--- WORK ITEM ---
Beginning at the top of the listing, repeat each line exactly until the line with "statistics requests like" has been repeated too.

--- SUPPLIED INFORMATION ---

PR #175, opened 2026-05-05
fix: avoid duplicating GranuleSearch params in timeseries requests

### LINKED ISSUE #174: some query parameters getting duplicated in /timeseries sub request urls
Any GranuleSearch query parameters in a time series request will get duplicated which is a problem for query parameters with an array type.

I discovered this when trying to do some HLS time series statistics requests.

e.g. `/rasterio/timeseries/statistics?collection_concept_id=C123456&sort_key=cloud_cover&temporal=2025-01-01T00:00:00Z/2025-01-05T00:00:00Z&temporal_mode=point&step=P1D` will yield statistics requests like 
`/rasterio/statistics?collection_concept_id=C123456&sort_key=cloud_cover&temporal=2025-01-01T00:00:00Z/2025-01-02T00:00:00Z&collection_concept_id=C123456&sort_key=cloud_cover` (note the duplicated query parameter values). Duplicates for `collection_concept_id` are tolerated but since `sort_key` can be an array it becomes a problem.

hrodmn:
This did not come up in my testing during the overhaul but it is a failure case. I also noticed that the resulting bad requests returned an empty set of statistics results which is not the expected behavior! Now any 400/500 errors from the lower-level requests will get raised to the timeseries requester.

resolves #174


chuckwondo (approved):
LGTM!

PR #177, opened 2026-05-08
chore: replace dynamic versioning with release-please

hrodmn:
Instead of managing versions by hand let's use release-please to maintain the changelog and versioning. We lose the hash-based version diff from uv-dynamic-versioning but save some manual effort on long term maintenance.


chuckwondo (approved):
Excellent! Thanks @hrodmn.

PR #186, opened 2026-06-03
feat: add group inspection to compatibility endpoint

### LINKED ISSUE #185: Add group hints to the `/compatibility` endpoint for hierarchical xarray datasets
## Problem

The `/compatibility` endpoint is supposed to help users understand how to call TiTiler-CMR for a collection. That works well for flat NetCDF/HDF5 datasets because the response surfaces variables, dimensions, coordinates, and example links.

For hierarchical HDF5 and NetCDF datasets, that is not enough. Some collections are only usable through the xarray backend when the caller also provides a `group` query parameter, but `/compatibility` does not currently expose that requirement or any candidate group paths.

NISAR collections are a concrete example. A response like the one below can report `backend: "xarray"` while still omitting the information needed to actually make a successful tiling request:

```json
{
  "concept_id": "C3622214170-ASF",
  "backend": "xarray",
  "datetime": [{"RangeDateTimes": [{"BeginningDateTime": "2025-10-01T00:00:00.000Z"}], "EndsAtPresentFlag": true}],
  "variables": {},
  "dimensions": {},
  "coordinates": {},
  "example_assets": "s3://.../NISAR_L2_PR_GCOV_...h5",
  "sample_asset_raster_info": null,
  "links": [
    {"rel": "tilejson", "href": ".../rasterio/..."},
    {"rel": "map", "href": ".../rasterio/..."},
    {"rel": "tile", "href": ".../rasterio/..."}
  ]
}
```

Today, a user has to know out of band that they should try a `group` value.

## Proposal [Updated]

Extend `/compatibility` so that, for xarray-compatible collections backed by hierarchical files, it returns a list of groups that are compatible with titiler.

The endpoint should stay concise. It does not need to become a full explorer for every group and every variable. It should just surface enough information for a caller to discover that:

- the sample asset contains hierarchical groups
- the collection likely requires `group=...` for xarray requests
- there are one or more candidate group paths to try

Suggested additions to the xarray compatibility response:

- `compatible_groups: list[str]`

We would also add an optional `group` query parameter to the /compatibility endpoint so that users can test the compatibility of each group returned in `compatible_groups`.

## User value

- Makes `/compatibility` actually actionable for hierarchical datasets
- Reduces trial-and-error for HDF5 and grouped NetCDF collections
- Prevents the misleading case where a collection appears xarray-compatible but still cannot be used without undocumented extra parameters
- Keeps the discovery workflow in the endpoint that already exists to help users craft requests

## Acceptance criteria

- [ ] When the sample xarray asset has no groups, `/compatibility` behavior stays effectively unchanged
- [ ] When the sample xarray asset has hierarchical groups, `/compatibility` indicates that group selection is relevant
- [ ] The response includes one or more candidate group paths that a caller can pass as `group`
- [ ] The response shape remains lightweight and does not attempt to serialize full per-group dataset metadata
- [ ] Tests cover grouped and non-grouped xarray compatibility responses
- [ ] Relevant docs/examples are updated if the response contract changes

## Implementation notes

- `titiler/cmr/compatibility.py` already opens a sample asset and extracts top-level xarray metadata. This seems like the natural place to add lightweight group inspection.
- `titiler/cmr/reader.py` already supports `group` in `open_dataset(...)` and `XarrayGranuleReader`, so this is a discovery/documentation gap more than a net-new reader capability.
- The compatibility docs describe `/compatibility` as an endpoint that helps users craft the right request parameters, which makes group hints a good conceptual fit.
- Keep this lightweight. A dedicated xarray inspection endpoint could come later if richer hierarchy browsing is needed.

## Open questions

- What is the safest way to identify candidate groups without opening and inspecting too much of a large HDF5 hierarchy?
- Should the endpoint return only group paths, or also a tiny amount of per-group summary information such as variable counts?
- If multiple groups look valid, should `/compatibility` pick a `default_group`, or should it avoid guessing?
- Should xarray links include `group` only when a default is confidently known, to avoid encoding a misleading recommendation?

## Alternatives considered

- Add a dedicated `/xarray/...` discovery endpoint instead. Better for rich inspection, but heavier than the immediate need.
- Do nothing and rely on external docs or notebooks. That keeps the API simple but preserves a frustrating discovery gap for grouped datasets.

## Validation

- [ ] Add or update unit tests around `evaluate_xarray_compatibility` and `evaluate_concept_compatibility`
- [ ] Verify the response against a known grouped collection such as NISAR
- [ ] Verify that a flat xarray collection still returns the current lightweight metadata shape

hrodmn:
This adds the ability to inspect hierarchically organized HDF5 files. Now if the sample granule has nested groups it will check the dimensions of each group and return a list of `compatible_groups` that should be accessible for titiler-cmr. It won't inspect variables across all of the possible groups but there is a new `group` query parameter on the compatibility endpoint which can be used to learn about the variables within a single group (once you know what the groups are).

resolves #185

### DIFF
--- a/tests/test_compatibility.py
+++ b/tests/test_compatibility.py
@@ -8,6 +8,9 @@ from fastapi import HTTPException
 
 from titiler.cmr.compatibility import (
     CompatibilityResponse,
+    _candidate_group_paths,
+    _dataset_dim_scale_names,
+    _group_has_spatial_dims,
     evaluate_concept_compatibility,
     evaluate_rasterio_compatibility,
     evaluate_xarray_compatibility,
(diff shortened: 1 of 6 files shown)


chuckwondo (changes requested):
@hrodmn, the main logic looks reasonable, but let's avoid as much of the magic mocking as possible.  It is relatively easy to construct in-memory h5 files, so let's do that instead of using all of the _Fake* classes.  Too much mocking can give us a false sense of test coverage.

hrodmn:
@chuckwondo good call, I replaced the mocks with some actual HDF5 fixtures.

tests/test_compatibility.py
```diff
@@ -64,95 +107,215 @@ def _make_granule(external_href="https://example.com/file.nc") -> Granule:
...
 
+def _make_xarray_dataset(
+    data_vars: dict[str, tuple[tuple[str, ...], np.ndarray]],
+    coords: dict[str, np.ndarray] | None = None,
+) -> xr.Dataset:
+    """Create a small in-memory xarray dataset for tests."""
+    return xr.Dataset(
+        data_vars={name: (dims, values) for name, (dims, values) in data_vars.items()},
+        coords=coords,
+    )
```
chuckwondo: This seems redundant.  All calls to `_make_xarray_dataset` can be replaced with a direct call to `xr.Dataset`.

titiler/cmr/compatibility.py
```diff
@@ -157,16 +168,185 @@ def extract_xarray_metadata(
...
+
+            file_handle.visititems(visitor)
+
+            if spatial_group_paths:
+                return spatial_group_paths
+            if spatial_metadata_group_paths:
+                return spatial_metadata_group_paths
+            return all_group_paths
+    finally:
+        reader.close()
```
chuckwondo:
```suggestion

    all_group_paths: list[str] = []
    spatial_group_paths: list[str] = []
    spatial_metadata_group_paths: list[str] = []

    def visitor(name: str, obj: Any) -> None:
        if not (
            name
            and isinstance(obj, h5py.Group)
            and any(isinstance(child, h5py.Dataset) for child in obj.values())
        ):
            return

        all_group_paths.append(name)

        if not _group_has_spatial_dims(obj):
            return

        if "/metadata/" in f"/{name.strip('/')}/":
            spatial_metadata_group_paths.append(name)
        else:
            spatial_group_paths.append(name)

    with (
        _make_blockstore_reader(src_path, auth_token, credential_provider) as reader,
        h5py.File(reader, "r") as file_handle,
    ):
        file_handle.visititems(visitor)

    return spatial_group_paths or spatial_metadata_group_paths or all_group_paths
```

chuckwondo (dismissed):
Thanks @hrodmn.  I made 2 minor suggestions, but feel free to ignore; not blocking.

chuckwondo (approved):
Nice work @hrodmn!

--- RESPONSE AREA ---
PR #175, opened 2026-05-05
fix: avoid duplicating GranuleSearch params in timeseries requests

### LINKED ISSUE #174: some query parameters getting duplicated in /timeseries sub request urls
Any GranuleSearch query parameters in a time series request will get duplicated which is a problem for query parameters with an array type.

I discovered this when trying to do some HLS time series statistics requests.

e.g. `/rasterio/timeseries/statistics?collection_concept_id=C123456&sort_key=cloud_cover&temporal=2025-01-01T00:00:00Z/2025-01-05T00:00:00Z&temporal_mode=point&step=P1D` will yield statistics requests like 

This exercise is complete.